MDN docs — supported in Firefox 34, Chrome 41, Edge 12, Safari 9

Template literals are JavaScript’s answer to string interpolation, which has historically been a huge pain in the ass because it doesn’t even have string formatting in the standard library.

They’re just strings delimited by backticks instead of quotes. They can span multiple lines and contain expressions.

1
2
console.log(`one plus
two is ${1 + 2}`);

Someone decided it would be a good idea to allow nesting more sets of backticks inside a ${} expression, so, good luck to syntax highlighters.

However, someone also had the most incredible idea ever, which was to add syntax allowing user code to do the interpolation — so you can do custom escaping, when absolutely necessary, which is virtually never, because “escaping” means you’re building a structured format by slopping strings together willy-nilly instead of using some API that works with the structure.

 1
 2
 3
 4
 5
 6
 7
 8
 9
10
11
12
13
14
15
16
17
18
19
20
21
22
23
// OF COURSE, YOU SHOULDN'T BE DOING THIS ANYWAY; YOU SHOULD BUILD HTML WITH
// THE DOM API AND USE .textContent FOR LITERAL TEXT.  BUT AS AN EXAMPLE:
function html(literals, ...values) {
    let ret = [];
    literals.forEach((literal, i) => {
        if (i > 0) {
            // Is there seriously still not a built-in function for doing this?
            // Well, probably because you SHOULDN'T BE DOING IT
            ret.push(values[i - 1]
                .replace(/&/g, '&amp;')
                .replace(/</g, '&lt;')
                .replace(/>/g, '&gt;')
                .replace(/"/g, '&quot;')
                .replace(/'/g, '&apos;'));
        }
        ret.push(literal);
    });
    return ret.join('');
}
let username = 'Bob<script>';
let result = html`<b>Hello, ${username}!</b>`;
console.log(result);
// <b>Hello, Bob&lt;script&gt;!</b>

It’s a shame this feature is in JavaScript, the language where you are least likely to need it.

Trailing commas

Remember how you couldn’t do this for ages, because ass-old IE considered it a syntax error and would reject the entire script?

1
2
3
4
5
{
    a: 'one',
    b: 'two',
    c: 'three',  // <- THIS GUY RIGHT HERE
}

Well now it’s part of the goddamn spec and if there’s anything in this post you can rely on, it’s this. In fact you can use AS MANY GODDAMN TRAILING COMMAS AS YOU WANT. But only in arrays.

1
[1, 2, 3,,,,,,,,,,,,,,,,,,,,,,,,,]

Apparently that has the bizarre side effect of reserving extra space at the end of the array, without putting values there.

And more, probably

Like strict mode, which makes a few silent “errors” be actual errors, forces you to declare variables (no implicit globals!), and forbids the completely bozotic with block.

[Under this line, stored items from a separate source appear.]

PR #975, opened 2024-09-25
Nojira | @ericbakenhus | Fix deploy

ericbakenhus:
# READY FOR REVIEW

# Summary
- Actually fix deploy issues
    - Revert bad options change
    - Move a filter that was preventing expired stories from being removed from Algolia

# Review By (Date)
- Soon/Retro

# Criticality
- High

# Review Tasks

1. Look at code?

### DIFF
--- a/netlify/functions/handle-deploy.mts
+++ b/netlify/functions/handle-deploy.mts
@@ -70,9 +70,8 @@ export default async (req: Request) => {
       oauthToken: process.env.STORYBLOK_MANAGEMENT_OAUTH_TOKEN,
     });
 
-    const storyRes = await storyblokManagement.get(`/spaces/${data.space_id}/stories/${data.story_id}`, {
-      version: data.action === 'published' ? 'published' : 'draft',
-    });
+    const storyRes = await storyblokManagement.get(`/spaces/${data.space_id}/stories/${data.story_id}`);
+    console.log(storyRes);
     const story = storyRes?.data?.story;
     const isFolder = story?.is_folder;
     const contentType = story?.content?.component;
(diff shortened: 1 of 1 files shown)


netlify/functions/handle-deploy.mts
```diff
@@ -70,9 +70,7 @@ export default async (req: Request) => {
       oauthToken: process.env.STORYBLOK_MANAGEMENT_OAUTH_TOKEN,
     });
 
-    const storyRes = await storyblokManagement.get(`/spaces/${data.space_id}/stories/${data.story_id}`, {
-      version: data.action === 'published' ? 'published' : 'draft',
-    });
+    const storyRes = await storyblokManagement.get(`/spaces/${data.space_id}/stories/${data.story_id}`);
```
ericbakenhus, line 73: Forgot the management API doesn't support those options and just returns everything.

netlify/functions/handle-deploy.mts
```diff
@@ -111,18 +109,18 @@ export default async (req: Request) => {
...
+
       console.log('Event folder (un)publish event detected. Deploying...');
       if (run) {
         await fetch(deployUrl, { method: 'POST' });
       }
       console.log('Deploy triggered');
     }
 
-    storiesToProcess = storiesToProcess.filter((story) => story.full_slug.startsWith('events/sync/'));
-
```
ericbakenhus, line 125: Moving this inside the event folder conditional block. Only in that specific case do we want to be upserting/deleting stories specifically in the event/sync folder.

ericbakenhus:
Need to figure out better ways to test these functions...

sherakama:
> Need to figure out better ways to test these functions...

We can chat more about this in our Monday developer chat

PR #990, opened 2024-10-10
DS-998 | @ericbakenhus | Handle time zone changes that cross day boundaries

ericbakenhus:
# READY FOR REVIEW

# Summary
- Handle edge case where changing an event's displayed time zone to the user's local time zone crosses a date boundary
    - Switch the check for single/multi day events to look only at the event time zone and not the selected time zone
    - Display a +/- 1 day flag when a time crosses into a different day

# Review By (Date)
- Soon

# Criticality
- Medium

# Review Tasks

1. Check out this branch
3. Change your system's time zone as needed
4. Swap single day event time zones to cause start or end time to cross into a different day
5. See the new +/- 1 day flag

For example:
Screenshot 2024-10-10 at 2 16 49 PM
Screenshot 2024-10-10 at 2 16 55 PM

- DS-998

### DIFF
--- a/src/components/events-discovery/components/Event/EventContent.jsx
+++ b/src/components/events-discovery/components/Event/EventContent.jsx
@@ -1,6 +1,6 @@
 import React, { useId, useMemo, useState } from 'react';
 // eslint-disable-next-line no-unused-vars
-import { DateTime } from 'luxon';
+import { DateTime, Interval, Duration } from 'luxon';
 import { MenuItem, Select } from '@mui/material';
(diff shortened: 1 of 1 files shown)


ericbakenhus:
@sherakama I'm double checking on the copy, but everything else should be ready. 👍

sherakama (approved):

sherakama:
Screenshot 2024-10-10 at 16 57 35

Looks good from Japan.

PR #572, opened 2020-06-05
Ds small corrections

DenisNosnitsin1970:
Minor formal revisions.


DayrSuryan/DSEthiop3.xml
```diff
@@ -760,6 +753,8 @@ schematypens="http://relaxng.org/ns/structure/1.0"
                               <locus from="101r" to="102v"/>
                            </extent>
                            <collation>
+                             In <ref target="#p1">Unit 1</ref>, the dimensions of the written area of and the number ow written lines slightly change
```
thea-m, line 756: I think that this information would be better kept in layout, not collation

DayrSuryan/DSEthiop1.xml
```diff
@@ -664,7 +664,7 @@ schematypens="http://relaxng.org/ns/structure/1.0"
                   <bindingDesc>
                      <binding xml:id="binding">
                         <decoNote xml:id="b1">
-                           Two wooden boards covered with reddish brown blind-tooled leather.
+                           Bound in Ethiopia. Two wooden boards covered with reddish brown blind-tooled leather.
```
thea-m, line 667: is there a conceptual difference between "Bound in Ethiopia" here and "Ethiopian" elsewhere?

DenisNosnitsin1970: It should be "Ethiopian binding".

DenisNosnitsin1970:
S. DS Ethiop 3 - layout like this? we want that this info would be visible in the catalogue.

thea-m:
it will not be visible yet, but I wrote it down, we will find a solution

DenisNosnitsin1970:
Thanks!
We want to give the reader creadible information :)

PR #583, opened 2020-06-08
Ds small corrections

DenisNosnitsin1970:
minor changes


DayrSuryan/DSEthiop23.xml
```diff
@@ -253,7 +253,7 @@ schematypens="http://relaxng.org/ns/structure/1.0"
                      <persName ref="PRS11985PetrosGS">Ṗeṭros Gabra Śǝllāse</persName> indicates
                      that he finished the first part of <ref target="#ms_i4">Text IV (Missal in Tigrinya)</ref>
                       on <date>21 Sana 1975 EC (= 29 June 1983 CE)</date>,
-                      in <origPlace ref="wd:Q61">Washington, D.C.</origPlace>. The last work contained in the manuscript,
```
thea-m, line 256: I would keep the . :)

DenisNosnitsin1970: Du meinst, den Punkt? Wir haben dann zwei Punkte im PDF.

PietroLiuzzo: please do not decide your encoding on the basis of the output. if there is an extra dot somewhere in an output where it should not be, we will fix it in the output. Thanks!

DenisNosnitsin1970: Ok, done.

PR #587, opened 2020-06-09
Update BLorient745.xml

DariaElagina:
Abuna Takla Haymanot from the a2 will be identified, I need to check the EAe.


eu-genia:
The only 18th century TH we have is the ǝccage (PRS9155TaklaHa), but I would not be at all sure that the ownership note speaks of a person and not of a church dedicated to the saint TH.

DariaElagina:
yes, you are right!

eu-genia:
(maybe a2 could still be provided with a note/translation, to make it better searchable, or at least I would link TH `<persName ref="PRS9162TaklaHa" type="tabot" cert="low">Takla Haymanot</persName>` so that if someone looks for a church dedicated to TH one may come across and if possible at some point say more)

PR #605, opened 2020-06-16
Update BLorient758.xml

DariaElagina:


LondonBritishLibrary/orient/BLorient758.xml
```diff
@@ -55,57 +54,81 @@ schematypens="http://relaxng.org/ns/structure/1.0"
...
+                        </q>
+                              </item>
+                              <item xml:id="a2">
+                                <desc type="Genealogy"><title type="complete" ref="LIT3143Ledata" xml:lang="gez">
+                                ልደተ፡ መነኮሳት፡</title>Genealogy of monks, beginning with
+                                <persName ref="PRS1962Anthony"></persName> and ending with <persName ref="PRS9162TaklaHa"></persName>.
+                              </desc>
+                              </item>
+                              <item xml:id="a3">
+                                <desc type="GuestText">The names of the doctors of <placeName ref="INS0341DL"></placeName>
```
eu-genia, line 109: "doctors"? better maybe mamher or rather abbots (look like abbots to me)? or should we leave Wright's version?

LondonBritishLibrary/orient/BLorient758.xml
```diff
@@ -31,22 +31,21 @@ schematypens="http://relaxng.org/ns/structure/1.0"
...
                     <msContents>
                         <summary/>
-                        
-                        
-                        
+                        <msItem xml:id="ms_i1">
+                          <title type="complete" ref="LIT1948Mashaf"></title>
+                          <textLang mainLang="gez"></textLang>
+                          <colophon xml:id="coloph1" xml:lang="gez"><locus from="143a"></locus>
+                          <seg part="I">ዛቲ፡ መጽሐፍ፡ <add>ዘአባ፡ ወልደ፡ ስምዖን፡</add> ዘተዓገላ፡ ወዘሠረቃ፡</seg>
```
thea-m, line 44: This does not seem to be what we understand by colophon...of course, now it is difficult to say if it is an addition or not...I would maybe tentatively go with explicit here.
And could you create a person ID for Walda Səmʿon?

LondonBritishLibrary/orient/BLorient758.xml
```diff
@@ -31,22 +31,21 @@ schematypens="http://relaxng.org/ns/structure/1.0"
...
+                          <note>The colophon has been tampered with.</note>
```
thea-m, line 45: "tampered with" sounds a bit colloquial to me.. Do you think he refers to the addition of the new owner's name? Maybe "has been modified later" or something similar?

LondonBritishLibrary/orient/BLorient758.xml
thea-m, line 109: is doctors here standard English in this context? Maybe scholars?

LondonBritishLibrary/orient/BLorient758.xml
DariaElagina: I think it is not an addition, it was classified as a colophon by Wright, and it is just the very beginning, no idea what follows...

thea-m: I think that is terminology is just different than ours. In my experience, it would not be typical for a condemnation to be followed by something on the production of the manuscript (the other way round would be more usual), but of course we cannot know.

DariaElagina: I see, I went for excplicit for clarity

thea-m: It is always difficult :)

PR #613, opened 2020-06-19
Bd aeth29

SusanneHummel:
Dear all, 
finally, I am releasing the famous Ms with some remarks. I would like to ask your help concerning the following points:
1. As I showed you, there are two notes written in pencil at the beginning of the Ms that I cannot clearly read (encoded as a3 and a4). I would be grateful if you could have a look at them.
2. I found a reference to this very Ms in Sean’s Phd thesis (related to the beautiful blind-tooling). At the same pages (p. 235, 239) Sean also refers to BDLaethb3. 
3. Ms_i6 is a short prayer. Therefore, I typed the whole text. I tried to follow what Pietro suggested ("using div[@type='edition']" https://github.com/BetaMasaheft/Documentation/issues/1309), but the div-element is not allowed in Ms_item; so he probably meant to include this information somewhere else, or most probably I did something wrong. 
4. There are a few pending issues related to some phenomena in the mss. I commented all those cases so that I won’t forget them later; you might simply ignore those for the review now. I write it down for documentation:
a)	one issue is related to the following scribal phenomenon: the scribe uses original characters of a given word to transform them to another character (he does not erases the (whole) letter but simply changes it (adding a stroke or deleteing a tiny part) in order to get a another letter and reach a new meaning) (ms_i2)
b)	another pending issue is how to encode homoioteleutons (ms_i4)
c)	ms_i5: If there are work authority files that do not provide the fidal, translations and transcription of the Ethiopic title of the work, Dorothea and me decided for now just to comment it and to correct and improve the BM authority files later; at first we would need to decide how we would like to have it displayed in our catalogue.


thea-m:
Dear @SusanneHummel , great, thank you!
You accidentally made a Pull Request into the master branch, not Juel-Jensen (You can see this, among other places, in the fact that it says you changed 67 files). I will close this pull request now. Could you re-pull request your BdAeth29 branch into Juel-Jensen? 
You should see this when you make a Pull Request (with BdAeth29  of course, not PersonsBLorient535):
image

SusanneHummel:
Oje. Thanks a lot!

PR #619, opened 2020-06-22
updated occurrences of @n in locus

PietroLiuzzo:
this was previously used to mark a line, with the new referencing system this can be done inside `@from`, `@to`, `@target`. In this commit there are also some fixes of instances of `@from` `@n` , a mistake for `@from` `@to` and a few other corrections. especially intriguing are cases of locus possibly being marked up out of context, see  BAVet36 . I also added a couple of instances of `rec[@cRef]`


PietroLiuzzo:
https://github.com/BetaMasaheft/Documentation/issues/1162

PietroLiuzzo:
in EMIP02235 is simply a welformedness error.

PietroLiuzzo:
some files are not valid as they already were not and I was only making this one change.

PR #635, opened 2020-07-02
LIT4270 fixed, facs fixed

eu-genia:


eu-genia:
sorry there is now a bit of overlapping with https://github.com/BetaMasaheft/Manuscripts/pull/636 but there the only real corrections are the last two commits

DenisNosnitsin1970:
ok

PR #638, opened 2020-07-03
BLorient537

thea-m:
Slightly instransparent catalogue description occasionally.
And is there another term for "royal umbrella"?


DenisNosnitsin1970:
I would say, it may be also just "umbrella". Unless umbrella is a specific attribute of the Ethiopian kingship (it is possible).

Or String.trim(), which trims whitespace off of strings.

Or… Math.sign()? That’s new? Seriously? Well, okay.

Or the Proxy type, which lets you customize indexing and assignment and calling. Oh. I guess that is possible, though this is a pretty weird way to do it; why not just use symbol-named methods?

You can write Unicode escapes for astral plane characters in strings (or identifiers!), as \u{XXXXXXXX}.

There’s a const now? I extremely don’t care, just name it in all caps and don’t reassign it, come on.

There’s also a mountain of other minor things, which you can peruse at your leisure via MDN or the ECMAScript compatibility tables (note the links at the top, too).

That’s all I’ve got. I still wouldn’t say I’m a big fan of JavaScript, but it’s definitely making an effort to clean up some goofy inconsistencies and solve common problems. I think I could even write some without yelling on Twitter about it now.

On the other hand, if you’re still stuck supporting IE 10 for some reason… well, er, my condolences.